= Daniel Fournier =

Daniel Fournier is a Canadian businessman in the province of Quebec. He was chairman and chief executive officer of Ivanhoé Cambridge, a real estate subsidiary of Caisse de dépôt et placement du Québec, from June 2010 to October 2019. He has also run for the Canadian House of Commons and written on Canadian federalism.

In 2023 it was announced that OMERS appointed Fournier as executive chairman of the pension plans real estate arm, Oxford Properties Group.

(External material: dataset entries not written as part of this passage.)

PR #8648, opened 2020-11-30
Interactive rebase: Highlight 4 byte sha

gerhardol:
## Proposed changes 

TryHighlightInteractiveRebaseCommand() assumes that Git sha are longer than 5 chars when highlighting.
The minimum is 4, can be set:
`git config --global core.abbrev 4`
(Separate note: I would like to read and use this value in the GUI to limit printouts, separate.)

Also a minor optimization to use a compiled RegEx. (One of the few situations where `RegexOptions.Compiled` makes sense, should slow down in most other situations.)
(Seen in other situations, no good PR to attach it to and not worth a PR on its own.)

### Before

image

### After

image

## Test methodology 

Manual

----

### DIFF
--- a/GitCommands/Git/GitModule.cs
+++ b/GitCommands/Git/GitModule.cs
@@ -3017,7 +3017,7 @@ namespace GitCommands
             //
             // Lines may also use \t as a column delimiter, such as output of "ls-remote --heads origin".
 
-            var regex = new Regex(@"^(?<objectid>[0-9a-f]{40})[ \t](?<refname>.+)$", RegexOptions.Multiline);
+            var regex = new Regex(@"^(?<objectid>[0-9a-f]{40})[ \t](?<refname>.+)$", RegexOptions.Multiline | RegexOptions.Compiled);
 
             var matches = regex.Matches(refList);
 
--- a/GitUI/Editor/RebaseTodoHighlightingStrategy.cs
+++ b/GitUI/Editor/RebaseTodoHighlightingStrategy.cs
@@ -127,7 +127,7 @@ namespace GitUI.Editor
                         {
                             var idLength = index - idStartIndex;
 
-                            if (idLength <= 5)
+                            if (idLength < 4)
                             {
                                 return false;
                             }


RussKie (approved):

GitUI/Editor/RebaseTodoHighlightingStrategy.cs
```diff
@@ -127,7 +127,7 @@ private static bool TryHighlightInteractiveRebaseCommand(IDocument document, Lin
                         {
                             var idLength = index - idStartIndex;
 
-                            if (idLength <= 5)
+                            if (idLength < 4)
```
drewnoakes, line 130: This will highlight a 3 byte SHA too. Is that intentional?

GitCommands/Git/GitModule.cs
```diff
@@ -3017,7 +3017,7 @@ public IReadOnlyList<IGitRef> ParseRefs([NotNull] string refList)
             //
             // Lines may also use \t as a column delimiter, such as output of "ls-remote --heads origin".
 
-            var regex = new Regex(@"^(?<objectid>[0-9a-f]{40})[ \t](?<refname>.+)$", RegexOptions.Multiline);
+            var regex = new Regex(@"^(?<objectid>[0-9a-f]{40})[ \t](?<refname>.+)$", RegexOptions.Multiline | RegexOptions.Compiled);
```
drewnoakes, line 3020: If compiling the Regex, it should ideally be cached so that it's not compiled again the next time `refList` is called.

drewnoakes: Regex compilation is fairly slow. It does give slightly faster run time, but the main benefit is a reduction in memory allocation while matching, in my experience. If it's being recompiled each time then my hunch is the overhead likely outweighs the benefit.

GitUI/Editor/RebaseTodoHighlightingStrategy.cs
gerhardol: The minimum length is 4 so 3 should have been excluded. But it makes not much difference, should be changed if updating again

GitCommands/Git/GitModule.cs
gerhardol: I did not try to measure (I expect it to be hard to see the difference), but this situation seem to be parsing a larger amount of data and I assume it to be faster.

In most other situations where Compiled is used, it should be changed.

GitUI/Editor/RebaseTodoHighlightingStrategy.cs
gerhardol: This is correct, a sha with 4 chars is highlighted, 3 is not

== Early life and education ==

Fournier was raised in Pierrefonds, a suburban community of the Island of Montreal. He has a Bachelor of Arts degree in history from Princeton University and a Bachelor of Arts degree in jurisprudence from Oxford University, where he studied as a Rhodes Scholar. While studying at Oxford, he took a term off to play for the Ottawa Rough Riders football team. He returned to Canada after graduating and became a successful figure in Montreal's real estate sector.

== Private career ==

During the 1980s, Fournier was prominent among a group of young French Canadian entrepreneurs who were very influential in changing the real estate landscape in Montreal. He started his career at leading developer Canderel where he became vice-president. He subsequently launched his own real estate investment firm which redeveloped numerous properties in Quebec, including downtown Montreal's Windsor Hotel, the Ogilvy store and the Ritz-Carlton Montreal.

Prior to joining CDPQ, he was chairman of engineering consulting firm Genivar, now WSP Global, and a member of the board of directors of national retailer Canadian Tire. He was also a Director of the Summit Industrial Income REIT.

In July 2008, he was named executive vice-president and chief investment officer of SITQ, which was then the office real estate subsidiary of the Caisse. In June 2010, he was appointed executive vice-president and president of the Caisse's global real estate group. In 2011, Fournier merged all of the Caisse's real estate subsidiaries and assets into Ivanhoé Cambridge. During his tenure, Ivanhoé Cambridge completed C$100 billion in transactions and delivered an average annual return of 11.8% as at Dec. 31, 2019. Ivanhoé Cambridge grew into one of the world's largest and most respected institutional investors with a globally diversified portfolio, doubling the company's total assets from 31 to 65 Billion C$.

He retired from CDPQ in November 2019, following the successful implementation of his succession plan. Fournier then joined several boards and advisory committees of Quebec-based companies, including Claridge, Simons, Groupe Maurice and BTB REIT.

In 2023, it was announced Fournier would come out of retirement to assumed the role of executive chairman for OMERS real estate arm, Oxford Properties Group.

==Philanthropic career==
In recent years, he chaired the fundraising campaigns for La Maison du Père, the Lighthouse Children and Families and the Institute for Research in Immunology and Cancer (IRIC). He also co-chaired the $40 million Leading the Way fundraising campaign for Bishop's University and until February 2020, he served as chairman of the board of trustees of McCord Museum Foundation in Montreal. In August 2020, he was appointed Bishop's University's 20th Chancellor.

==Political career==

In 2006, Fournier ran for office in the Quebec riding of Outremont as a member of the Conservative Party. He finished fourth and gathered about 15% of the vote in an 11-candidate contest.

In 2007, Fournier contributed a chapter to Reconquérir le Canada: Un nouveau projet pour la nation québécoise, a book defending Canadian federalism within Quebec.